Task item: Pull every line with "have" from the data below and copy it.

Stored data:
PR #348, opened 2020-12-27
Added map icons

FalcoG:
This adds map icons for version 18w10a and newer.

Sources:
https://minecraft.gamepedia.com/File:Map_icons.png (last updated at 18w10a)
https://minecraft.gamepedia.com/Map#Map_icons
https://wiki.vg/Protocol#Map_Data


TheDudeFromCI (approved):

rom1504 (changes requested):
Hi,
This looks like a good new data to have.
Can you please add a description of what it is in the readme?

I think it's not great to support only one snapshot for this data.
Did it change a lot in the past?

Maybe the wiki history can provide some information if this changes often

can you also add there https://github.com/PrismarineJS/minecraft-data/blob/master/doc/add-data-new-version.md how you got this data

FalcoG:
@rom1504 I've now added the previous versions of the map icons. It only changed a few times. 

A description of where to look up the map icons for a Minecraft version has also been added.

rom1504:
Is this data outdated for recent versions ?

rom1504:
(if not, might as well put it in 1.16.4 folder and remove this snapshot folder)

FalcoG:
Reason I've put it in 18w10a (released March 6, 2018) is because that was the last time the icons have changed. Would it be better to duplicate the file for the latest version?

rom1504:
We don't really do "keep only the latest update" in this repo.
Ideally every folder would contain the data for the version, even if there is no diff.

I don't really like adding a new version with all data files missing except one. There's no added benefit since we can't use this version, too much data is missing.

That's why I was suggesting to add it only in 1.16.4 and reference it from other versions. Or add it in the nearest major. Or add it for every version.

rom1504:
And are you sure minecraft wiki is correct regarding the last update of this data ?

FalcoG:
> And are you sure minecraft wiki is correct regarding the last update of this data ?

Yeah by using minecraft-jar-extractor it reveals that map_icons.png from 1.16 is exactly the same as 18w10a, 1.13, 1.14 etc.

The sprite changes as I go further back; for example in 18w09a it's different.

I've compiled a small changelog:
1.13 (18w10a): banners and red cross added
1.11: tiny white dot, woodland mansion and temple monument added

> I don't really like adding a new version with all data files missing except one. There's no added benefit since we can't use this version, too much data is missing.

Alright, I'll remove the snapshot version and move the file to 1.13 because that's the latest major where this was added.
For 1.16.x I'll make a copy of the data to the 1.16 folder and have the references there point to 1.16 only.

rom1504 (approved):

rom1504:
Great, thanks!

Out of curiosity, how do you want to use this data ?

FalcoG:
I intend to add support for maps to flying-squid and this change should make calling the map icons easier.

So far I've managed to process the map data file, add map icons at specific locations and have a dynamic player cursor displayed.

The player cursor/icon responds to player movement and it also supports rotation. When the player goes outside of the map area, the cursor will have to change to another icon.

If you're interested you can take a peek at the code here: https://github.com/FalcoG/flying-squid/commit/8b2b40b0f9f37662bbff314dd163212cefd791fd

rom1504:
cool.
You will need to load the data in https://github.com/PrismarineJS/node-minecraft-data too so flying-squid can access it

rom1504:
actually just did it https://github.com/PrismarineJS/node-minecraft-data/commit/5a32c8661b927d706aa08a1ce5684ab6c3a97564

you can just update mc data to 2.71.0 and you can access that data

FalcoG:
Awesome, thanks for updating!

Answer to this problem:
This looks like a good new data to have.
Reason I've put it in 18w10a (released March 6, 2018) is because that was the last time the icons have changed. Would it be better to duplicate the file for the latest version?
For 1.16.x I'll make a copy of the data to the 1.16 folder and have the references there point to 1.16 only.
So far I've managed to process the map data file, add map icons at specific locations and have a dynamic player cursor displayed.
The player cursor/icon responds to player movement and it also supports rotation. When the player goes outside of the map area, the cursor will have to change to another icon.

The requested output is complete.